PR #506, opened 2023-02-15
Websocket for Client Service API

### LINKED ISSUE #503: Websocket Client and Server for Client Service API

tegefaulkes:
### Description

This PR is for implementing a Websocket client and server pair for polykey client communication. 

### Issues Fixed

* Fixes #503
* Related #508

### Tasks

Looking at about 5 days of work.

- [x] 1. Create a `ClientServer` for websocket based communication.
  - [x] Create a `ClientServer` class for handling life-cycle of the server.
  - ~Add Secure connection with TLS, use encryption when writing files and reading them with the server. 0.5 days~ - Addressed later in issue #508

**Task details**
Your task is to transcribe, with no changes, only the lines of the listing above that lie between the line holding "This PR is for" and the line holding "- [x] 1. Create", inclusive.

**Task result**
This PR is for implementing a Websocket client and server pair for polykey client communication. 

### Issues Fixed

* Fixes #503
* Related #508

### Tasks

Looking at about 5 days of work.

- [x] 1. Create a `ClientServer` for websocket based communication.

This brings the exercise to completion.